Зато крамольные речи — было ощущение, что участвуешь в антисоветском заговоре! Ощущались лихость и ужас. Никогда — с тех пор, как слушал я чтение письма ХХ съезду о Сталине, — не слышал я слов столь отчаянно смелых и опасных.

Тем более выступали люди куда как серьезные.

Совершенно неожиданно для меня пришла и выступила Антонина Николаевна Изергина. Я слышал о ней постоянно рассказы, и всегда восторженные. Вдова Иосифа Абгаровича Орбели, директора Эрмитажа, и сама давняя эрмитажница, прославленная блестящим профессионализмом и острейшим языком, отвагой в суждениях, крутым нравом, она никого не боялась. Нет, она отнюдь не была диссиденткой, для этого она слишком широко мыслила и почла бы любой экстремизм дурновкусием. Но в критических ситуациях умела взять на себя ответственность, более того, почитала себя обязанной что-то сделать. В союзе я видел ее еще на вечере памяти Пунина (она виртуозно точно продемонстрировала тогда свое пренебрежение к отечественной «реалистической» живописи, сказав о суриковском полотне «Покорение Сибири Ермаком»: «Ну вот эта картина, как ее, где стрелы летят по небу…»).

Антонина Николаевна говорила с той точностью ученого и знатока, которая исключала политическое и конъюнктурное злопыхательство, говорила как опытный врач, формулирующий диагноз. Из ее слов вовсе не следовало, что москвичи — гении, но то, что о нашем официальном искусстве нельзя рассуждать всерьез, следовало со всею очевидностью. И то, что это было произнесено не взволнованным нечесаным мыслителем из котельной, кровно заинтересованным в возвеличивании «своих», а ученой интеллигентной эрмитажной дамой, придавало сказанному смысл аргументированного и бесстрастного вердикта.

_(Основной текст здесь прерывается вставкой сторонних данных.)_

PR #2937, opened 2024-09-25
[BUG]: sql nested and wildcard

### LINKED ISSUE #2935: Reproducing with_column functionality in SQL
### Describe the bug

I would like to express `df = df.with_column("x", df["A"] + 1)` in SQL

I am not able to make this work for 2 reasons:

image

image

### To Reproduce

```
            df = daft.from_pydict({
                "A": [1, 2, 3, 4],
                "B": [1.5, 2.5, 3.5, 4.5],
            })

           daft.sql("SELECT *, (A + 1) AS try_this FROM df").show(5)
```

### Expected behavior

_No response_

### Component(s)

SQL

### Additional context

_No response_

universalmind303:
closes #2935

### DIFF
--- a/src/daft-sql/src/lib.rs
+++ b/src/daft-sql/src/lib.rs
@@ -246,27 +246,6 @@ mod tests {
     }
 
     #[rstest]
-    fn test_join(
-        mut planner: SQLPlanner,
-        tbl_2: LogicalPlanRef,
-        tbl_3: LogicalPlanRef,
-    ) -> SQLPlannerResult<()> {
-        let sql = "select * from tbl2 join tbl3 on tbl2.id = tbl3.id";
-        let plan = planner.plan_sql(sql)?;
-        let expected = LogicalPlanBuilder::new(tbl_2, None)
-            .join(
-                tbl_3,
-                vec![col("id")],
-                vec![col("id")],
-                JoinType::Inner,
-                None,
-            )?
-            .build();
-        assert_eq!(plan, expected);
-        Ok(())
-    }
-
-    #[rstest]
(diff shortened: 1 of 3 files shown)


src/daft-sql/src/lib.rs
```diff
@@ -261,6 +261,12 @@ mod tests {
                 JoinType::Inner,
                 None,
             )?
+            .select(vec![
```
universalmind303, line 264: wildcards now always expand to a `.select(...)`, which shouldnt be an issue as the optimizer should result in the same optimized plan

jaychia: How would this interact with conflicting names BTW?

I wonder what the expected behavior should be if we do `SELECT *, (tbl.A + 1) AS A FROM tbl` and want to "override" the column "A"

jaychia (approved):

src/daft-sql/src/lib.rs
jaychia: Also we do have some handling of `col("*")` that @Vince7778 implemented, wonder if we could leverage the same machinery: https://github.com/Eventual-Inc/Daft/pull/2629

universalmind303: oh yeah! How did I forget about our `col('*')` support. Will update!

universalmind303:
> How would this interact with conflicting names BTW?
I wonder what the expected behavior should be if we do SELECT *, (tbl.A + 1) AS A FROM tbl and want to "override" the column "A"

This should work the same as our dataframe select `df.select(col('*'), col('A'))` which currently returns an error.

И когда выступал Евгений Федорович Ковтун, говоривший о каждом московском госте как о новом Малевиче, было как-то неловко.


Выставка импрессионистов на третьем этаже Эрмитажа (открыта в 1957 году). 1964


Тогда я начал смутно догадываться о том, в чем сейчас убежден. Когда начинается борьба «стенка на стенку» между «левыми» и «правыми», собственно об искусстве думать перестают. Вполне большевистская психология — так сказать: «Ваше слово, товарищ маузер!» Важно, у кого этот самый маузер больше и кто первый выстрелит.

Но конечно, — и это было самым главным — степень свободы. Ибо без свободы ведь и достоинство искусства, и качество его оценить было нельзя. Тогда я понимал все это лишь самую малость. Но я уже смутно догадывался: не все просто, не все хорошо, что хорошо, не все дурно, что плохо, и лукавства полно в этом мире! Даже у прекрасной Изергиной была толика кокетства, впрочем высокопробного и — на пользу делу. Слушая ее, не хотелось суетиться, казаться. Хотелось думать, много знать и обрести спокойное чувство собственного достоинства.